Don’t try to tell Nancy Pau, Gary Burke, Matt Poole or Graham Taylor that winter is not a bona fide natural disturbance.

They are, respectively, wildlife biologist, engineering equipment operator, visitor services manager and project leader at Parker River National Wildlife Refuge in Massachusetts.

They know that winter is a profound disturbance that has varied effects on wildlife, habitat, infrastructure and visitors at the barrier island refuge.

Nancy Pau, the biologist, points out winter’s beneficial effects on habitat and the challenges it poses for wildlife.

“Winter and its thaw are very important to the salt marsh’s ability to grow in elevation over time,” she says. “Much of the salt marsh is frozen over the winter, including portions of tidal creeks. As the tides ebb and flood, it pushes ice chunks onto the marsh surface. These ice chunks have sediment—mainly mud from creek bottoms—and various organic matter. This is believed to be a main way that marshes get sediments, which is very important to it being able to grow and accumulate, especially with rising sea levels.”

She notes that spring snowmelt also fills vernal pools in the refuge’s dunes. Those pools, which are the only source of freshwater for wildlife on the island, provide breeding habitat for amphibians and reptiles. And winter precipitation fills the refuge’s three freshwater impoundments.

On the minus side, Pau says, winter means limited and lower nutritional food resources for wildlife as well as less foliage cover and thus more vulnerability to predation.And wind and wave action associated with Nor’easter storms of increasing intensity erode beaches in a way that, combined with other factors, can harm habitat.

Gary Burke, the equipment operator, knows all too well the toll winter takes on infrastructure. Freezing and thawing moisture causes frost heaves and potholes in refuge roads. Snow removal, grading of gravel and increased heavy equipment fuel and facility utility consumption make winter expensive for the refuge. Winter restricts projects such as boardwalk, trail and sign maintenance.

Plus, Burke says, his least favorite aspects of winter are “working outside in extreme cold on equipment that has broken down” and “a snowstorm on a weekend.”

Matt Poole, the visitor services manager, dislikes that winter reduces the number of people who come to the refuge, but he says the season is “a time of unique beauty, particularly when the marsh and dunes are festooned with a blanket of snow.”

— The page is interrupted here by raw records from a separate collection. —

PR #5139, opened 2023-03-13
#5132 check for local duplicity of patient

### LINKED ISSUE #5132: Check for local duplicates of patient name + date of birth

Trello: https://trello.com/c/EB4F1nRk/108-414a-warn-user-that-duplicate-patient-records-exist

They want the system to check that there are no local duplicate patients on the tablet before allowing the user to create a new patient. 

This verification would be done by checking for duplicates of 'patient name + date of birth'.

 1) Just show a warning when duplicate patients are detected but still allow the user to proceed then it will be fine to add this functionality for all clients

2) Ignore the lookup patient interference, client is just wanting to try and reduce the number of duplicates that are being created, I don't think they're expecting to eliminate the chance of them being created entirely.

## Implementation

## Additional context

Jobcode: KIY:MOB

arjunSussol:
Fixes #5132 

## Change summary

Check for local duplicity of patient when creating new.
If patient already exists with same lastName, firstName, and dateOfBirth then we need a confirmation modal.
Either we can cancel the duplicity or can create duplicate patient.

## Testing

- [ ] Go to Dispensary
- [ ] Create a new patient
- [ ] Enter all mandatory fields, the `Save` button will be enable to create new patient.
- [ ] Save above patient.
- [ ] Try to recreate the same patient having same firstName, lastName, and dateOfBirth as above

And Poole likes that “ongoing Web–based communications about current or new bird sightings can significantly influence visitation in a positive direction. For instance, if a snowy owl is reported to have been seen on the refuge, the word spreads like wildfire.”

Graham Taylor, the project leader, says the most difficult management challenges winter poses are disruptions of facilities operations, postponed partner meetings and refuge closures for dangerous conditions.

However, he says, “I think the biggest plus is that the weather itself—snow, cold temperatures, etc.—help shape the various habitats here for the wildlife seasons to come: migration and breeding. Heavy snows can provide the freshwater needed for our inter–dunal swales and seasonal wetlands for the Eastern spadefoot toad [which hibernates on the refuge in winter] as well as our managed impoundments. The winter storms can also improve nesting habitat for beach nesting birds, such as the piping plover and least tern. Winter also keeps all but the hardiest visitors away, which helps reduces disturbance to wildlife at one of the most stressful times of their year.”

There’s one thing Taylor really doesn’t like, though: “A late–season snow, especially after mid–March, when spring is starting to show signs of arriving.”